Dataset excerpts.
------------------------------------------------------------
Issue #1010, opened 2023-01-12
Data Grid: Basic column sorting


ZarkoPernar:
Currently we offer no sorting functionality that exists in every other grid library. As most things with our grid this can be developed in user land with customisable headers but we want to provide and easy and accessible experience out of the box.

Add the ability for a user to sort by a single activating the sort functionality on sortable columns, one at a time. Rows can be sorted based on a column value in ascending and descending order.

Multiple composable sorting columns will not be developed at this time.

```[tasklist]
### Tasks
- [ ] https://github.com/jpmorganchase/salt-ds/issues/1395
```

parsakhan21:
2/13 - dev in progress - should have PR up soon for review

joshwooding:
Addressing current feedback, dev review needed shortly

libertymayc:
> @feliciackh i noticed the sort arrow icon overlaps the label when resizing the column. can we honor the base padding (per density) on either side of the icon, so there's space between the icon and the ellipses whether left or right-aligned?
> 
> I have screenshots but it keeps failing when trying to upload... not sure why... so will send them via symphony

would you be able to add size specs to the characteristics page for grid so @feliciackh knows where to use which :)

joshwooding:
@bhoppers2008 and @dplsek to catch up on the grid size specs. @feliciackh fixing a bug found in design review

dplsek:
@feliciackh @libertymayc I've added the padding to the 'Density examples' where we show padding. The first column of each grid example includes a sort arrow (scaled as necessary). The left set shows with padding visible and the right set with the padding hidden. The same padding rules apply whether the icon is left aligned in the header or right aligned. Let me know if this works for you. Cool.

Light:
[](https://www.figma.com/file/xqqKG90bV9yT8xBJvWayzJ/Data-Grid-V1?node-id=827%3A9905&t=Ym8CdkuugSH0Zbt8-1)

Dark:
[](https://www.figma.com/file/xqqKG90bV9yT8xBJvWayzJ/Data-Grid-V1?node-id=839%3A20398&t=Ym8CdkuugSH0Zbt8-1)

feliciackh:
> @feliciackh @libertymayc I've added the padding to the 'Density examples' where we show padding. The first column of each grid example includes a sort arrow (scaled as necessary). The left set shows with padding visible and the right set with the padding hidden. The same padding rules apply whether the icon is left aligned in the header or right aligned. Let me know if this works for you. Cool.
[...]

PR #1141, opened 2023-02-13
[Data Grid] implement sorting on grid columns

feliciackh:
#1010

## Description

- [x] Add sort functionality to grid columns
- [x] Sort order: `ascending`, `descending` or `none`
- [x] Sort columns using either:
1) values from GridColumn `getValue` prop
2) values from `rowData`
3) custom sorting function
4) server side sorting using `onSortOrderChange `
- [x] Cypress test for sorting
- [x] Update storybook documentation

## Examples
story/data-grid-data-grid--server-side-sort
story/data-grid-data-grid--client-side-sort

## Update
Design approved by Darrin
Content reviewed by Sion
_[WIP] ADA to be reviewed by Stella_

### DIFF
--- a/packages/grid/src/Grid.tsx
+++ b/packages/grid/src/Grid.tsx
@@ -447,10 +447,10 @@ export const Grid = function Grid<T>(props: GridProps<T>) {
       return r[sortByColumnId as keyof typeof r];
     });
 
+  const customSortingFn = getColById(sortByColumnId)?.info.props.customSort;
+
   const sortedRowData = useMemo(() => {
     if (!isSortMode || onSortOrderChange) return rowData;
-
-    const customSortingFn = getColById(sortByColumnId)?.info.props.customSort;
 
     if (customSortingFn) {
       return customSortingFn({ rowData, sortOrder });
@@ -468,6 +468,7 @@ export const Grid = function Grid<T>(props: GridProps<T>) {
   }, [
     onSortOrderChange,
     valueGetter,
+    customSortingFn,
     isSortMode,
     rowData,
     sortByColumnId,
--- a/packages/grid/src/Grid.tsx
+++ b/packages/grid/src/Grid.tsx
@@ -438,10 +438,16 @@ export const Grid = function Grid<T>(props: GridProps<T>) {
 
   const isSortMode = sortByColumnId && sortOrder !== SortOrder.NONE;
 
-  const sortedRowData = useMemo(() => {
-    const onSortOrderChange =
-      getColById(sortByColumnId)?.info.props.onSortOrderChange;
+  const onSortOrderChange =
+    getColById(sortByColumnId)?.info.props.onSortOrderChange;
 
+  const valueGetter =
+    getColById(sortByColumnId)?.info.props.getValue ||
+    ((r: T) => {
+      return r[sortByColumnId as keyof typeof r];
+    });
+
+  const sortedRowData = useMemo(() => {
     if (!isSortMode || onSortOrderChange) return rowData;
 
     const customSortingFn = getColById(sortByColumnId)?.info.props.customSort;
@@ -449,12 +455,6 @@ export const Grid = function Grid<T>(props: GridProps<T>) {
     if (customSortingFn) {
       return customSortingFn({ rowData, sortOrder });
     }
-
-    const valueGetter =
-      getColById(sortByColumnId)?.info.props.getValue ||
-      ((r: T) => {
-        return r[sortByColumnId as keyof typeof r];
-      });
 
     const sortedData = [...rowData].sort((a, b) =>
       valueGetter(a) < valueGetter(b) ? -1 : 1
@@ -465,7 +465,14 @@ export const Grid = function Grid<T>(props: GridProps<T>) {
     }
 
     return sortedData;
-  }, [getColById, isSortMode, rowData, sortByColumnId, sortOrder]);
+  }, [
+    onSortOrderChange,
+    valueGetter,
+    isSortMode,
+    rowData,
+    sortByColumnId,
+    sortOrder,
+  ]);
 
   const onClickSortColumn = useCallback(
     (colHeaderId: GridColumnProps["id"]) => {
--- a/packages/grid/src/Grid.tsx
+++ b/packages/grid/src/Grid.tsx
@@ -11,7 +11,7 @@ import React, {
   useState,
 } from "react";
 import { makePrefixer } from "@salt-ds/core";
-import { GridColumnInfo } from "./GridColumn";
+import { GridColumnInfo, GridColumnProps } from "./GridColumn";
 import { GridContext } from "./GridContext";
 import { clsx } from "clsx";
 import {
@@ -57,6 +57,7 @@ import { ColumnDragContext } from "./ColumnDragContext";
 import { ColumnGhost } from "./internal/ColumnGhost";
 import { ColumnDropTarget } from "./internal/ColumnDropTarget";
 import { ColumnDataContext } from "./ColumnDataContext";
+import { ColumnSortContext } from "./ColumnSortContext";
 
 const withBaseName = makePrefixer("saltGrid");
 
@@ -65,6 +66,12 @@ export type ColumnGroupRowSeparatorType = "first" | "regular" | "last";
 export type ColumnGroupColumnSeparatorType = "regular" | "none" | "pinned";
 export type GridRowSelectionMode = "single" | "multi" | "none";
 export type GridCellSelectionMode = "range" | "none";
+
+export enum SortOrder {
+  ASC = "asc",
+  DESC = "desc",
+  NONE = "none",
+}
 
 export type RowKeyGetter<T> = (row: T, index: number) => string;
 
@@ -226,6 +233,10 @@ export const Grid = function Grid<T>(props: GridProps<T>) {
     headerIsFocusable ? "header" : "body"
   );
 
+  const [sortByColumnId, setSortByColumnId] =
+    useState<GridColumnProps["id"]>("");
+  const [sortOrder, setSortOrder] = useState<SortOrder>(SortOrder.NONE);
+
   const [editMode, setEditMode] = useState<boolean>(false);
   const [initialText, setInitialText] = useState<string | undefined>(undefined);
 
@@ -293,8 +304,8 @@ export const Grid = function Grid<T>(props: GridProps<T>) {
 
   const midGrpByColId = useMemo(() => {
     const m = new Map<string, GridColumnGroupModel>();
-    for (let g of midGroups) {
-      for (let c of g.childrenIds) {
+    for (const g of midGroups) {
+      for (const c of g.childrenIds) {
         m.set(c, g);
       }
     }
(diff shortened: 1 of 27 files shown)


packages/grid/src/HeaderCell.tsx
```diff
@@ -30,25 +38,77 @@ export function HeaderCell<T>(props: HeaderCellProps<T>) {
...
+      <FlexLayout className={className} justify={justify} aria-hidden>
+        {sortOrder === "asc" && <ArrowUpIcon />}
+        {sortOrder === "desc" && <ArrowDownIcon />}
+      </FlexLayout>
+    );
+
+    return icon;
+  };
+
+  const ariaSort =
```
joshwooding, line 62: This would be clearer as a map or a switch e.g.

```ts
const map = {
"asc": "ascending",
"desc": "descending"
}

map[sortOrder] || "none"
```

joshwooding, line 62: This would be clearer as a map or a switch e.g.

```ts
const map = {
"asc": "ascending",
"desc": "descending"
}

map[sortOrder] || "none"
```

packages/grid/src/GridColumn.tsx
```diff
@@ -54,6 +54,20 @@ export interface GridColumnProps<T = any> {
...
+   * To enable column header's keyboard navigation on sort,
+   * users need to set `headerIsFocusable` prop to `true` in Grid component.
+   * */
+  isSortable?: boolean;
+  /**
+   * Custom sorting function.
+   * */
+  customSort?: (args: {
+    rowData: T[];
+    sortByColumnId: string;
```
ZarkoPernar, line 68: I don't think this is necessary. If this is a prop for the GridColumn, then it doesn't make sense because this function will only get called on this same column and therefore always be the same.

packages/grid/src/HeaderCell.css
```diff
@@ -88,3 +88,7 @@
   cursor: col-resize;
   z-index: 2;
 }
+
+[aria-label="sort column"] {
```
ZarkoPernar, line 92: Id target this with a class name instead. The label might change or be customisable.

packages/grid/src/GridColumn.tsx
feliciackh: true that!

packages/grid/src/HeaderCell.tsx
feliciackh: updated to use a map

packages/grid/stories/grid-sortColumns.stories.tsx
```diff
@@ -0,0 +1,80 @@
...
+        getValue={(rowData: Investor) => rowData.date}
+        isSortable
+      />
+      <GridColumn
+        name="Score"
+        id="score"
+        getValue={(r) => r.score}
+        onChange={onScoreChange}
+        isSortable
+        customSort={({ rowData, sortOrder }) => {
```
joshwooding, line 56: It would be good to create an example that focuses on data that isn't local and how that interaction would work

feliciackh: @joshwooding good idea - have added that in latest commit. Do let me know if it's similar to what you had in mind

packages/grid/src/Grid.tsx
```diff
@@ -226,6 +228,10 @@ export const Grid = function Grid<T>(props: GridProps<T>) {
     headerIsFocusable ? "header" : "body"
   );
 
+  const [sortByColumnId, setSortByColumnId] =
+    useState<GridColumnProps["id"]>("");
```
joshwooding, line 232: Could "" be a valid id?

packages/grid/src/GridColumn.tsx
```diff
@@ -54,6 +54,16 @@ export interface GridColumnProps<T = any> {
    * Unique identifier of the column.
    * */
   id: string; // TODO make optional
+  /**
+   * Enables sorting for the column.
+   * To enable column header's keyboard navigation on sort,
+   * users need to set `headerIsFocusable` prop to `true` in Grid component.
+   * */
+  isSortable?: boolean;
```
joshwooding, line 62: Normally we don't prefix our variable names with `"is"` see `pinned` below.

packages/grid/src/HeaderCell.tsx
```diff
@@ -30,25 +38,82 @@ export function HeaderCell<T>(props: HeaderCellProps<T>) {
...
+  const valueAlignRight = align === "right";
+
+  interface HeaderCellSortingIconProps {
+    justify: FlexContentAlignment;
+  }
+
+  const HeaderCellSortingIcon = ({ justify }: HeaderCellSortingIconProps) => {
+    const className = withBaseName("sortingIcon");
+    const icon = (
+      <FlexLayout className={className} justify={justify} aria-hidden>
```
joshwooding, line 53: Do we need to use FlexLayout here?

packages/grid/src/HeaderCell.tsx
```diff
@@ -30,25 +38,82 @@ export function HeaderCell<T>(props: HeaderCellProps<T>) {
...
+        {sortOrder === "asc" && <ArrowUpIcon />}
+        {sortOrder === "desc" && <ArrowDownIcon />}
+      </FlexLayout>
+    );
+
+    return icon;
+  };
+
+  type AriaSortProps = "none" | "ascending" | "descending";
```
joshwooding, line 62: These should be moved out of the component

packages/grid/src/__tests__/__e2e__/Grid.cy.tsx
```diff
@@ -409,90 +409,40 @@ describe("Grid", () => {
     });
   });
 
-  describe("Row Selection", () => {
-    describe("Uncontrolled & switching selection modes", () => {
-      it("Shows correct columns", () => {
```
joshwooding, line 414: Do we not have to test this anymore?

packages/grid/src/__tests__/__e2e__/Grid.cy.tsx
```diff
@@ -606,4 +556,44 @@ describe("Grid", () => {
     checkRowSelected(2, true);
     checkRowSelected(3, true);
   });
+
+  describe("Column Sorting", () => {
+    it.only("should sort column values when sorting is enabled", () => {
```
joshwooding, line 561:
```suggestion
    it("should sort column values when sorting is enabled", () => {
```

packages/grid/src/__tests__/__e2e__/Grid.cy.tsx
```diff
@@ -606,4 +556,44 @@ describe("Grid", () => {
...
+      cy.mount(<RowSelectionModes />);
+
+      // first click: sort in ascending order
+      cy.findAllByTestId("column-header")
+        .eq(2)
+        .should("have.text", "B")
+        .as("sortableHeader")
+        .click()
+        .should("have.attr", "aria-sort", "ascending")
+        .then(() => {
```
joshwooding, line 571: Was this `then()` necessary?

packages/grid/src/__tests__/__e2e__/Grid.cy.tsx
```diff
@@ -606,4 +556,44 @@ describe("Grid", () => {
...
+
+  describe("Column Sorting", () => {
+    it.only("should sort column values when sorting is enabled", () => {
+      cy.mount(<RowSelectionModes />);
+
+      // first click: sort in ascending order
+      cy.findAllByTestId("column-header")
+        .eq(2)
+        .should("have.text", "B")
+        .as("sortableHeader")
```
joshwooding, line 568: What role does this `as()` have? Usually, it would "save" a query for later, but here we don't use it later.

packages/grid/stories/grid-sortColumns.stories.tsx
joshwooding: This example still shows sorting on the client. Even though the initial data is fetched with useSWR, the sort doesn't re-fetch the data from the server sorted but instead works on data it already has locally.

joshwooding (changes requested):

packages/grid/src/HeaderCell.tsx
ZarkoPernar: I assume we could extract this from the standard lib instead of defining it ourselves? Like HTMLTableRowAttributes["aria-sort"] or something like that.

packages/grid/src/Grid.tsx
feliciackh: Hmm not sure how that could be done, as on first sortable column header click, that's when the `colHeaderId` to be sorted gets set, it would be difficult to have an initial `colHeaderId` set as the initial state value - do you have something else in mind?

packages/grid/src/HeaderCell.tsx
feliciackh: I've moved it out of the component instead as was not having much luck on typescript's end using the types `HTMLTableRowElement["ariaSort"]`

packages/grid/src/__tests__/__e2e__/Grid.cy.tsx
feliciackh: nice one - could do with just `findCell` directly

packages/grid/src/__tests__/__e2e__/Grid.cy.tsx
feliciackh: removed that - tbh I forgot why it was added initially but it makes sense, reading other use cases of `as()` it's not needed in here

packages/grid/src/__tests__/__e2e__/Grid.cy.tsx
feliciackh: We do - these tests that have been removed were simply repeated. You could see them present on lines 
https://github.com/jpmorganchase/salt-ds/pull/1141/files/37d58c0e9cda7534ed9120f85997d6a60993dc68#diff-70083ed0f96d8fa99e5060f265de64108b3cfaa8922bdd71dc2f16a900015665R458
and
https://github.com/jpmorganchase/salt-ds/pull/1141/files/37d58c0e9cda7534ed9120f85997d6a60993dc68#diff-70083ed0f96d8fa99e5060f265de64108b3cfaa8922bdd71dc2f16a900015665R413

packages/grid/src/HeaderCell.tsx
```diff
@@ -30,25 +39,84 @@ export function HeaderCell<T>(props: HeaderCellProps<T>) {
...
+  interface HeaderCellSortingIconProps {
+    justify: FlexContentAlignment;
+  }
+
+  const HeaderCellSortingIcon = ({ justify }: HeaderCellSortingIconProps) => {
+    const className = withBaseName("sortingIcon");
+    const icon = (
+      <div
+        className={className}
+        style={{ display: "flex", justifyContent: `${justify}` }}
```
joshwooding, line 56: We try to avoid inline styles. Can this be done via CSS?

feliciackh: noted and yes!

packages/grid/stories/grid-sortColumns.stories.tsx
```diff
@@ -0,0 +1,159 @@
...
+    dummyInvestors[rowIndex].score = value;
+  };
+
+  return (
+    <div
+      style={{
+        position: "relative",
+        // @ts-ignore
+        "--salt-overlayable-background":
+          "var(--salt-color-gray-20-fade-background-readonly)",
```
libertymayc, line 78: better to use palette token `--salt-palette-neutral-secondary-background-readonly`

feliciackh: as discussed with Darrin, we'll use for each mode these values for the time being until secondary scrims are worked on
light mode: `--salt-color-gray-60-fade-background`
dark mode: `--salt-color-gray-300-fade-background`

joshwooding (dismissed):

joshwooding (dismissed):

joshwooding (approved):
------------------------------------------------------------
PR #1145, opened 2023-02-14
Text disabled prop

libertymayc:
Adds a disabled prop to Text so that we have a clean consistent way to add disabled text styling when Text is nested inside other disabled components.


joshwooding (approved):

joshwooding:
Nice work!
------------------------------------------------------------
Report, for the data above, every line in which the string "instead" appears.

Expected answer.
ZarkoPernar, line 92: Id target this with a class name instead. The label might change or be customisable.
joshwooding: This example still shows sorting on the client. Even though the initial data is fetched with useSWR, the sort doesn't re-fetch the data from the server sorted but instead works on data it already has locally.
ZarkoPernar: I assume we could extract this from the standard lib instead of defining it ourselves? Like HTMLTableRowAttributes["aria-sort"] or something like that.
feliciackh: I've moved it out of the component instead as was not having much luck on typescript's end using the types `HTMLTableRowElement["ariaSort"]`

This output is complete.